→ **ABOUT THIS TASK**: Every line of the material below, from the top through the line with "significant performance issues.", should be reproduced exactly.
══════════════════════════════
PR #11072, opened 2026-04-16
TINY-7552: Optimise loading all emoticons

MitchC1999:
Related Ticket: TINY-7552

Description of Changes:
* New TabPanel `dynamicHeight` optional property
  * Defaulted to `true` to keep current behaviour in all TabPanel dialogs
  * When set to `false`, height is not dynamically calculated by rendering all tabs before loading
* Removed cap of 300 on the amount of emoticons shown in the emoticons dialog `All` tab
* Set `dynamicHeight` to `false` in the emoticons dialog `TabPanel` component
* Emoticons dialog now loads all emoticons in the 'All' tab without any significant performance issues.
* Performance improvements demonstrated in [this Jira comment](https://ephocks.atlassian.net/browse/TINY-7552?focusedCommentId=172540)

Pre-checks:
* [x] Changelog entry added
* [x] Tests (Not applicable)

Review:
* [x] Milestone set
* [x] Docs ticket created (not applicable)

## Summary by CodeRabbit

* **New Features**
  * Tab panels now support configurable dynamic-height behavior for more flexible, per-tab layouts.

* **Improved**
  * Emoticons dialog’s “All” tab now shows all emoticons (no 300-item cap).
  * Emoticon rendering optimized for smoother, more responsive browsing.


.changes/unreleased/tinymce-TINY-7552-2026-04-16.yaml
```diff
@@ -0,0 +1,6 @@
+project: tinymce
+kind: Improved
+body: Removed cap on emoticons dialog 'All' tab and optimised rendering performance.
```
TheSpyder:
```suggestion
body: Removed 300 item limit on the emoticons dialog 'All' tab by optimising render performance.
```

modules/tinymce/src/themes/silver/main/ts/ui/dialog/TabPanel.ts
```diff
@@ -93,7 +93,9 @@ export const renderTabPanel = (spec: TabPanelSpec, dialogData: Dialog.DialogData
   });
 
   // Assign fixed height or variable height to the tabs
-  const tabMode = DialogTabHeight.smartMode(allTabs);
+  const tabMode = spec.dynamicHeight
+    ? DialogTabHeight.smartMode(allTabs)
+    : DialogTabHeight.naiveMode(allTabs);
```
TheSpyder: I'm sure you realised but this doesn't set a fixed height, it allows the dialog to change heights for each tab. This is visually quite silly as a user experience with tabs on the side of the dialog, which is why we never used it (and probably should've deleted it as an option). Please check whether swapping to the individual tabs (especially short lists such as "user defined" [in our documentation](https://www.tiny.cloud/docs/tinymce/latest/emoticons/)) maintain the dialog height correctly.

TheSpyder (approved):

modules/tinymce/src/themes/silver/main/ts/ui/dialog/TabPanel.ts
```diff
@@ -93,7 +93,9 @@ export const renderTabPanel = (spec: TabPanelSpec, dialogData: Dialog.DialogData
   });
 
   // Assign fixed height or variable height to the tabs
-  const tabMode = DialogTabHeight.smartMode(allTabs);
+  const tabMode = spec.dynamicHeight
+    ? DialogTabHeight.naiveMode(allTabs) // Height is determined by the content of the tab, which may cause layout shifts when switching tabs.
```
ltrouton, line 97: Will this cap the dialog size at the default max height? Could we force the dialog to just be the fixed default max height so it doesn't change between tabs. It's been a while since I have worked with dialogs so might be asking silly questions but just wanted to check

MitchC1999: I think that would be a better solution. That was my original thought when I saw this function, but it's not built for that. It doesn't affect the emoticons dialog since it always has the same height, but I don't think we'd want any dialogs to change height like this anyway. Since this naive mode was never used, I'll update it to just use the default max height from the initial tab, so it's never recalculated. This won't affect any current behaviour since it will be off by default, and the new property could be something like `staticHeight`, where it only calculates height once from the initial tab.

MitchC1999: Thinking about it more, I'm not sure if we would want to always use the max height. Unless by default max height you mean the max height across all tabs, which is what the smart mode does. If we were to cap it at the max height of the initial tab, it might be weird for the content to then become scrollable when switching to a tab with greater height. Then the height isn't able to be set, and appears different across dialogs.
At least in this case, where the dialog stretches to fit the current tab, it has a consistent behaviour and works for any configuration.

modules/tinymce/src/themes/silver/main/ts/ui/dialog/TabPanel.ts
MitchC1999: We had a discussion in standup and have agreed that using `dynamicHeight: false`, the default behaviour, is enough for customers who don't want their dialogs to change height. This new property is opt-in, and self-explanatory, so any customer using it shouldn't be surprised when the height changes. It was probably the case that this mode was never used because of that behaviour, but as the solution to the emoticons issue, this behaviour is a non-issue as that particular dialog won't resize, even with custom emoticons.

TheSpyder: It's opt-in for custom dialogs, that's fine, but it's not opt-in for emoticons. I was just asking you to manually check emoticons, which it sounds like you did.

MitchC1999: Yea sorry, there were other questions in standup about the effect on custom dialogs. Emoticons is fine with this config.

kimwoodfield (approved):

ltrouton (approved):

Issue #7832, opened 2022-05-17
Background color under style, getting converted to lowercase


bkadwal:
**What is the current behavior? Describe the bug**

Passing the background color as a variable (camel case) under style attribute is converted into lowercase.
 <td class="stack" style="background-color:${backgroundColor}; "> <td> 
resulted in 
 <td class="stack" style="background-color:${backgroundcolor}; "> <td> 
 tinymce is changing the case.
 When this data is saved, it results in no background color.

**What is the expected behavior?**
it should not impact casing.

bkadwal:
Can you please suggest.

Issue #4204, opened 2018-02-05
Keep inline styles case, eg. Margin for outlook emails


alexpineda:
**Do you want to request a *feature* or report a *bug*?**
feature

**What is the current behavior?**
Currently inline styles are normalized to lowercase letters

**If the current behavior is a bug, please provide the steps to reproduce and if possible a minimal demo of the problem via [fiddle.tinymce.com](http://fiddle.tinymce.com/) or similar.**
Set source code to:
```html
<div style="width:100%"> <div style="width:50px; Margin: 0 auto;">hello</div></div>
```

Result:
```html
<div style="width:100%"> <div style="width:50px; margin: 0 auto;">hello</div></div>
```

**What is the expected behavior?**
Have an option to keep case of inline styles, due to use in email clients.

**Which versions of TinyMCE, and which browser / OS are affected by this issue? Did this work in previous versions of TinyMCE?**
I know at least from 4.5.7 to 4.7.6 this is the behavior.

fyrkant:
Are you sure the casing of `margin` does a difference? From a quick google I found this that seems to say that outlook doesn't support margin at all: https://stackoverflow.com/questions/20347803/margin-in-html-not-working-in-outlook

bago:
AFAIK Margin vs margin WAS something needed with outlook.com (hotmail) until few months ago. AFAIK this is not valid anymore in any email client. Unfortunately many email frameworks, blogs, tools around keep suggesting you need to use Margin if you want to use margin in email, so people keep trying ;-)

@alexpineda can you tell if you checked the uppercase vs lowercase margin issue for real? Can you provide which client/client version and which html code let you reproduce the issue?

thedrjim:
This issue has been closed due to inactivity. Tiny will soon be working with members of the community to close other old issues on our GitHub repositories.
Please note the official support window for TinyMCE 4 is ending on December 31, 2020. If you haven't already upgraded to TinyMCE 5 it is highly encouraged that you do so. Upgrading will give you access to the latest releases and updates made to our WYSIWYG editor focused on bringing the latest UX and developer features into the editing experience. To assist with upgrading the editor we have put together a migration guide you can use here - https://www.tiny.cloud/blog/how-to-migrate-from-tinymce-4-to-tinymce-5/
If you have any questions or concerns, you can contact me at community-qa@tiny.cloud. You can also join the discussion on our mailing list at the following link: community-qa+subscribe@tiny.cloud.

PR #11082, opened 2026-04-20
TINY-11524: Retain user case for CSS property names and color values in Styles parser

ArvinJ-H:
Related Ticket: TINY-11524

Description of Changes:
* Stop lowercasing CSS property names and color values in `Styles.parse`. `color: RED`, `color: var(--MyVar)`, `color: {{MyVar}}`, `Margin-Top: 20px` now round-trip unchanged.
* Internal `behavior:` XSS guard and legacy `font-weight: 700 → bold` substitution route through a local lowercase so mixed-case names still trigger them.

Pre-checks:
* [x] Changelog entry added

Review:
* [x] Milestone set

GitHub issues:
* https://github.com/tinymce/tinymce/issues/7832
* https://github.com/tinymce/tinymce/issues/4204

## Summary by CodeRabbit

* **Bug Fixes**
  * Styles parsing now preserves user-provided casing for custom CSS properties and for many color values in style attributes; standard property names remain normalized and font-weight shorthand still normalizes.
* **Tests**
  * Added/updated tests covering casing preservation, shorthand compression, font-weight normalization, and XSS/behavior guarding.

### DIFF
--- a/modules/tinymce/src/core/main/ts/api/html/Styles.ts
+++ b/modules/tinymce/src/core/main/ts/api/html/Styles.ts
@@ -246,8 +246,10 @@ const Styles = (settings: StylesSettings = {}, schema?: Schema): Styles => {
             // Decode escaped sequences like \65 -> e
             name = decodeHexSequences(name);
             value = decodeHexSequences(value);
-            // Lowercase form for internal comparisons and storage; custom properties keep user case
-            const lowerName = name.toLowerCase();
+            // Custom properties (--*) keep user case; standard names normalize to lowercase
+            if (!name.startsWith('--')) {
+              name = name.toLowerCase();
+            }
 
             // Skip properties with double quotes and sequences like \" \' in their names
             // See 'mXSS Attacks: Attacking well-secured Web-Applications by using innerHTML Mutations'
@@ -257,12 +259,12 @@ const Styles = (settings: StylesSettings = {}, schema?: Schema): Styles => {
             }
 
             // Don't allow behavior name or expression/comments within the values
-            if (!settings.allow_script_urls && (lowerName === 'behavior' || /expression\s*\(|\/\*|\*\//.test(value))) {
+            if (!settings.allow_script_urls && (name === 'behavior' || /expression\s*\(|\/\*|\*\//.test(value))) {
               continue;
             }
 
             // Opera will produce 700 instead of bold in their style values
-            if (lowerName === 'font-weight' && value === '700') {
+            if (name === 'font-weight' && value === '700') {
               value = 'bold';
             }
 
@@ -275,7 +277,7 @@ const Styles = (settings: StylesSettings = {}, schema?: Schema): Styles => {
 
             // Convert URLs and force them into url('value') format
             value = value.replace(urlOrStrRegExp, processUrl);
-            styles[name.startsWith('--') ? name : lowerName] = isEncoded ? decode(value, true) : value;
+            styles[name] = isEncoded ? decode(value, true) : value;
           }
         }
         // Compress the styles to reduce it's size for example IE will expand styles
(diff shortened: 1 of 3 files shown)


modules/tinymce/src/core/main/ts/api/html/Styles.ts
```diff
@@ -255,15 +257,13 @@ const Styles = (settings: StylesSettings = {}, schema?: Schema): Styles => {
...
 
             // Opera will produce 700 instead of bold in their style values
-            if (name === 'font-weight' && value === '700') {
+            if (lowerName === 'font-weight' && value === '700') {
               value = 'bold';
-            } else if (name === 'color' || name === 'background-color') { // Lowercase colors like RED
-              value = value.toLowerCase();
             }
 
             // Convert RGB colors to HEX
```
spocke, line 271: <p class='graphite__hidden'><i>[Re: line +278]</i></p>
I'm not so sure we want to not normalize the property names. Since with this change parsing and expecting the keys to be lowercase would no longer work also you would be able to parse multiple values that define the same thing into the object. For example: `tinymce.html.Styles().parse('font-Weight: bold; font-weight: bold')` or `tinymce.html.Styles().parse('font-Weight: bold')['font-weight']` I think we shoul duse the lowerName name here unless the name starts with `--` because then it's a custom property definition.
<p class='graphite__hidden'>See this comment inline on <a href="https://app.graphite.com/github/pr/tinymce/tinymce/11082?utm_source=unchanged-line-comment">Graphite</a>.</p>

spocke (changes requested):

modules/tinymce/src/core/main/ts/api/html/Styles.ts
spocke: So I didn't realize the implications that this would have if we are to change the case on non custom property things. That could in theory be a breaking change.

TheSpyder: I agree. I know we've had a lot of complaints about the decision to force lowercase, and Spocke himself logged the ticket to make this change, but I don't think we have enough tests to cover the edge cases this might break.

There are so many places we do style name lookups, are we sure they all use browser APIs where normalisation is done for us?

ArvinJ-H: I had a look what downstream consumers and found several lookup sites that assume lowercase keys: `ElementUtils.compare` format merging, schema `valid_styles/invalid_styles` serialize, `paste_webkit_styles` filter, `StyleUtils non-inheritable` set. All breaks under raw case-preserved storage.

We can exception `--`  to address one of the GH issue. would be a one-line fix at `Styles.ts:278` (ie. lower case everything except custom vars.

`styles[name.startsWith('--') ? name : lowerName] = isEncoded ? decode(value, true) : value;`

Original jira ticket does mention 2 GH issues, this closes GH #7832 (`var(--MyVar)`, templating tokens) but not GH #4204 (`Margin-Top:` round-trip for Outlook email).

spocke: I think the rule here is that we want to support the HTML and CSS specs and they now allow CSS custom properties to be case sensitive those didn't exist when this code was introduced. The templates strings like `{{fooBar}}` is not standard CSS so not sure we should support that. The browsers just retain the style attribute value as is it doesn't try to normalize it old IE did that is why it was a mess thats why we have the re-boxing of values etc in the serializer.

So I think the safe thing to do here is retain case on the values only and on the keys only if the `--` prefix is there.

spocke (approved):

modules/tinymce/src/core/main/ts/api/html/Styles.ts
```diff
@@ -239,13 +239,17 @@ const Styles = (settings: StylesSettings = {}, schema?: Schema): Styles => {
...
           let value = matches[2].replace(trimRightRegExp, '');
 
           if (name && value) {
             // Decode escaped sequences like \65 -> e
             name = decodeHexSequences(name);
             value = decodeHexSequences(value);
+            // Custom properties (--*) keep user case; standard names normalize to lowercase
+            if (!name.startsWith('--')) {
+              name = name.toLowerCase();
+            }
```
ArvinJ-H, line 252: @spocke The `toLowerCase` is still happening, its just a moved after custom variable exception check

spocke: Yes that fine then we scope it to only things where case really matters and also scoping it to something that is less likely to be used often. 👍

ltrouton (approved):

kimwoodfield (approved):

PR #11085, opened 2026-04-22
TINY-13341: Collapse dropdown menu on tab 

soritaheng:
Related Ticket: TINY-13341

Description of Changes:
 * Change Tab behaviour in dropdown menus to close the menu rather than cycle through its items, aligning with accessibility guidelines.                                            
  * Remove the `moveOnTab` option from the `alloy` module and add `onTab` and `onShiftTab` handlers to `TieredMenuSpec`.                        
  * Update existing tests and add new tests to verify the new behaviour.  

Pre-checks:
* [x] Changelog entry added

Review:
* [x] Milestone set

## Summary by CodeRabbit

* **Changed**
  * Pressing Tab or Shift+Tab now closes open dropdowns and tiered menus, then moves focus to the next or previous focusable element.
══════════════════════════════
→ **EXERCISE OUTPUT**:
PR #11072, opened 2026-04-16
TINY-7552: Optimise loading all emoticons

MitchC1999:
Related Ticket: TINY-7552

Description of Changes:
* New TabPanel `dynamicHeight` optional property
  * Defaulted to `true` to keep current behaviour in all TabPanel dialogs
  * When set to `false`, height is not dynamically calculated by rendering all tabs before loading
* Removed cap of 300 on the amount of emoticons shown in the emoticons dialog `All` tab
* Set `dynamicHeight` to `false` in the emoticons dialog `TabPanel` component
* Emoticons dialog now loads all emoticons in the 'All' tab without any significant performance issues.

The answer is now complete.